Ce niveau de vérification s'ajoute à — sans le remplacer — celui déjà imposé par le RGPD lorsque la mission capte des personnes ou des biens identifiables, détaillé dans notre guide sur le RGPD appliqué au drone professionnel : le RGPD protège les données personnelles, la loi Résilience protège la disponibilité et l'intégrité des systèmes et des données de l'entité elle-même, y compris lorsqu'elles ne concernent aucune personne physique — le plan d'un poste électrique HTA/HTB ou l'orthophoto d'un site industriel n'entrent dans aucune des deux catégories du RGPD, mais restent bien dans le périmètre de la loi Résilience si le donneur d'ordre est une entité concernée.
Internaliser sa flotte ou faire appel à un prestataire externe : l'angle change, pas l'obligation
Face à ces nouvelles exigences, certaines entités essentielles s'interrogent sur l'intérêt d'internaliser leur flotte de drones plutôt que de faire appel à un prestataire externe — question que nous détaillons plus largement, coûts inclus, dans notre guide internaliser sa flotte drone ou sous-traiter. Sur le seul plan de la loi Résilience, internaliser ne supprime pas l'obligation : les données restent à sécuriser, mais leur traitement entre alors directement dans le système de management de la sécurité de l'information de l'entité, déjà audité au titre de ses autres obligations. Sous-traiter déplace la charge : l'entité doit formaliser une évaluation du risque du prestataire — la chaîne d'approvisionnement visée par le texte — et la documenter, ce qui, en pratique, prend la forme d'une clause contractuelle et d'un questionnaire de sécurité plutôt que d'un audit technique complet pour une mission ponctuelle.
Pour un site classé ICPE comme un poste électrique HTA/HTB, un établissement de santé ou un centre de tri de déchets, cette formalisation reste légère par rapport aux enjeux de sécurité déjà en place sur le site : badge d'accès, plan de prévention, coordination avec l'exploitant.

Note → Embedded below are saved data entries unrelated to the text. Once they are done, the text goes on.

PR #1307, opened 2026-05-13
Refactor stat_replication_slots into standalone collector

ArthurSens:


README.md
```diff
@@ -136,6 +136,9 @@ This will build the docker image as `prometheuscommunity/postgres_exporter:${bra
 * `[no-]collector.replication_slot`
   Enable the `replication_slot` collector (default: enabled).
 
+* `[no-]collector.replication_slots`
+  Enable the `replication_slots` collector (default: enabled).
+
```
ArthurSens: I've just noticed the existence of these two collectors, with the only difference being one singular and one plural. Looks kinda weird to me, but I don't know postgres enough to say if this is correct or incorrect 😅

sysadmind: Looking at the queries between the two, they're the same database (the plural). I think we should combine them. I like the plural name because it matches the table.

ArthurSens:
@sysadmind anything else needed from my side? :)

sysadmind (approved):

egerkke:
Hi,

According to my view, changes that requires the users to adapt their solution are non-backward compatible changes. Renaming for me is a non-backward compatible change since I need to change on what metrics I receive information.
Can you please explain why you haven't increased major version according to the SemVer rules?

Thanks and BR.
Gergo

Elle vient s'y ajouter comme un point de plus sur la liste, pas comme un nouveau chantier séparé.
Ce que ça coûte, et les questions à se poser
La loi Résilience n'étant pas encore promulguée à l'été 2026, aucun prestataire sérieux ne facture aujourd'hui de surcoût pour s'y conformer : les bonnes pratiques décrites plus haut — hébergement identifié, suppression des données après livraison, transfert chiffré — relèvent d'une hygiène numérique de base, pas d'une prestation additionnelle. Le bon réflexe reste de les faire figurer noir sur blanc dans le devis ou le bon de commande, en même temps que les garanties d'assurance responsabilité civile professionnelle déjà exigées pour toute mission. Demandez un devis en précisant, si votre organisation relève d'un secteur essentiel ou important, les points de sécurité des données que vous souhaitez voir figurer au contrat.
Un prestataire drone est-il directement soumis à la loi Résilience ? En général non, sauf s'il relève par ailleurs d'un des 18 secteurs visés ; mais ses pratiques de sécurité deviennent un point que son client soumis à la loi doit vérifier et documenter.

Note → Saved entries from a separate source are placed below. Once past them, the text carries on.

PR #1311, opened 2026-05-17
Add aurora_replica_status collector

megative:
## Summary

First PR in a series splitting #1308 (Aurora support) into one-PR-per-collector as requested by @sysadmind.

This PR adds:

* **Aurora auto-detection infrastructure on `instance` struct.** Mirrors the existing `version` field pattern (per @SuperQ feedback). On every`setup()`, a one-shot `SELECT aurora_version()` runs via `sync.Once` — exactly one probe per process lifetime. The result is cached in `instance.isAurora` and read by Aurora-specific collectors.

* **`aurora_replica_status` collector.** Exposes the values from Aurora's `aurora_replica_status()` built-in: replica lag (per server), replay latency, and pending read IOs. Disabled by default (`--collector.aurora_replica_status`); on non-Aurora servers it short-circuits to `ErrNoData` cleanly.

## Test plan

- [x] `go build ./...`, `go vet ./...`, `go test ./...` clean.
- [x] Tested live against an Aurora PostgreSQL 17.7.0 cluster — collector
  emits metrics; per-process `aurora_version()` probe fires exactly once.
- [x] Tested against vanilla PostgreSQL 17 — collector returns `ErrNoData`
  silently; no error logs.

Follow-up PRs in the series will add the remaining 8 Aurora collectors on top of this infrastructure.


megative:
hi @SuperQ @sysadmind 
Could you guys please take a look? It would be great to deliver Aurora support to upstream.

megative:
@SuperQ @sysadmind guys, sorry for pushing but any luck you have a chance to review this one?

CHANGELOG.md
```diff
@@ -1,7 +1,7 @@
 ## main / (unreleased)
 
 * [CHANGE] ...
-* [FEATURE] ...
+* [FEATURE] Add `aurora_replica_status` collector for Amazon Aurora PostgreSQL, with Aurora auto-detection on the `instance` struct.
```
ArthurSens, line 4:
```suggestion
* [FEATURE] Add `aurora_replica_status` collector for Amazon Aurora PostgreSQL.
```

The second part of the phrase seems like implementation details; the postgres_exporter end-user doesn't care what an "instance struct" is

collector/aurora_replica_status.go
```diff
@@ -0,0 +1,103 @@
...
+
+type AuroraReplicaStatusCollector struct{}
+
+func NewAuroraReplicaStatusCollector(collectorConfig) (Collector, error) {
+	return &AuroraReplicaStatusCollector{}, nil
+}
+
+var (
+	auroraReplicaLagDesc = prometheus.NewDesc(
+		prometheus.BuildFQName(namespace, auroraReplicaSubsystem, "lag_milliseconds"),
```
ArthurSens, line 40: prometheus recommends using [base units](https://prometheus.io/docs/practices/naming/#base-units) for metric units. We have a few examples of other collectors doing this transformation, like pg_setting and pg_stat_statements

collector/aurora_replica_status.go
```diff
@@ -0,0 +1,103 @@
...
+		"Replica lag behind writer in milliseconds (aurora_replica_status.replica_lag_in_msec).",
+		[]string{"server_id"}, nil,
+	)
+	auroraReplayLatencyDesc = prometheus.NewDesc(
+		prometheus.BuildFQName(namespace, auroraReplicaSubsystem, "replay_latency_microseconds"),
```
ArthurSens, line 45: same applies here

collector/instance.go
ArthurSens, line 58: asking without thinking too much... could the aurora detection be made here? If I understand it correctly, this runs only once and never again. So if we made the detection here, it would make the sync.Once shenanigans unecessary

ArthurSens: I'm probably missing context too since I'm not a maintainer of this exporter, but I'm wondering why version detection isn't made here either

collector/instance.go
```diff
@@ -17,19 +17,36 @@ import (
...
 	db      *sql.DB
 	version semver.Version
+
+	// isAurora is set by setup() via the shared auroraProbe (one-shot
+	// SELECT aurora_version() per process). Aurora-specific collectors
+	// gate on this field; on non-Aurora servers they short-circuit to
+	// ErrNoData.
+	isAurora    bool
+	auroraProbe *auroraProbe
 }
```
ArthurSens, line 44: why `isAurora` set in both `instance` and `auroraProbe`? Seems like instance has access to two fields that have the same meaning/value

collector/instance.go
```diff
@@ -65,14 +83,36 @@ func (i *instance) setup() error {
 	} else {
 		i.version = version
 	}
+
+	if i.auroraProbe != nil {
+		i.auroraProbe.once.Do(func() {
+			i.auroraProbe.isAurora = detectAurora(i.db)
+		})
+		i.isAurora = i.auroraProbe.isAurora
+	}
```
ArthurSens, line 92: I don't see this sync.Once protection against the query that detects version. I'm not sure if I'm missing something, but looks like an overcomplication....?

ArthurSens (commented):
Disclaimer, I'm not a maintainer of postgres_exporter, I'm just trying to unload a bit of their review load :)

collector/aurora_replica_status.go
sysadmind: agreed. This should be converted.

collector/instance.go
sysadmind: We also have the option to do detection where we do PostgreSQL instance version checks.

collector/instance.go
sysadmind: I don't think we need both. I think it's complicated and doesn't add much value.

collector/aurora_replica_status.go
```diff
@@ -0,0 +1,103 @@
...
+	"context"
+	"database/sql"
+
+	"github.com/prometheus/client_golang/prometheus"
+)
+
+// auroraReplicaStatusCollector exposes metrics from Aurora PostgreSQL's
+// aurora_replica_status() function. Disabled by default because the function
+// only exists on Aurora.
+const auroraReplicaSubsystem = "aurora_replica"
```
sysadmind, line 26: I think it's unintuitive for the subsystem and the collector name below to be different. Someone runs `--collector.aurora_replica_status` but the metrics are `aurora_replace_*`. These should match. Based on the table name, they should both be `aurora_replica_status`.

collector/aurora_replica_status_test.go
```diff
@@ -0,0 +1,122 @@
...
+	go func() {
+		defer close(ch)
+		c := AuroraReplicaStatusCollector{}
+		if err := c.Update(context.Background(), inst, ch); err != nil {
+			t.Errorf("Error calling Update: %s", err)
+		}
+	}()
+
+	// writer: 1 metric (pending_read_ios), reader: 3 metrics → 4 total
+	expected := 4
```
sysadmind, line 56: This only validates that we had 4 metrics, not what they were. It's incomplete.

README.md
```diff
@@ -199,6 +199,15 @@ This will build the docker image as `prometheuscommunity/postgres_exporter:${bra
...
   Enable the `xlog_location` collector (default: disabled).
 
+#### Amazon Aurora PostgreSQL collectors
+
+These collectors expose metrics that only exist on Amazon Aurora PostgreSQL.
+They are disabled by default and detect Aurora automatically — on a
+non-Aurora server they silently emit no data.
+
+* `[no-]collector.aurora_replica_status`
+  Replica lag, replay latency, pending read IOs from `aurora_replica_status()`. (default: disabled)
```
sysadmind, line 209: I think calling out each metric here makes it easy to miss when the collector changes.

sysadmind (changes requested):

ArthurSens:
Friendly ping @megative, do you still plan to work on aurora support?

Quand la loi entrera-t-elle en vigueur ? Le texte doit encore être examiné en séance publique à l'Assemblée nationale, un passage attendu en septembre 2026 ; sa promulgation et ses décrets d'application suivront ensuite.
Le RGPD ne suffit-il pas déjà ? Non : le RGPD protège les données à caractère personnel, la loi Résilience protège la disponibilité et l'intégrité des systèmes et données de l'entité, y compris celles qui ne concernent aucune personne physique.
Que risque une entité essentielle qui ne vérifie pas ses sous-traitants ? Les sanctions visent l'entité elle-même, pas le sous-traitant : jusqu'à 10 millions d'euros ou 2 % du chiffre d'affaires mondial en cas de manquement grave à ses obligations de gestion des risques, y compris ceux liés à sa chaîne d'approvisionnement.